**Material provided:**
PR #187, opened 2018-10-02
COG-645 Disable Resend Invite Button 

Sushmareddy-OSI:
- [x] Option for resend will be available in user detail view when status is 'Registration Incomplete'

**Task brief:**
In the material above, find the line with "COG-645 Disable Resend Invite Button"; then copy it and every line after it, exactly, through the end.

**Expected answer:**
COG-645 Disable Resend Invite Button 

Sushmareddy-OSI:
- [x] Option for resend will be available in user detail view when status is 'Registration Incomplete'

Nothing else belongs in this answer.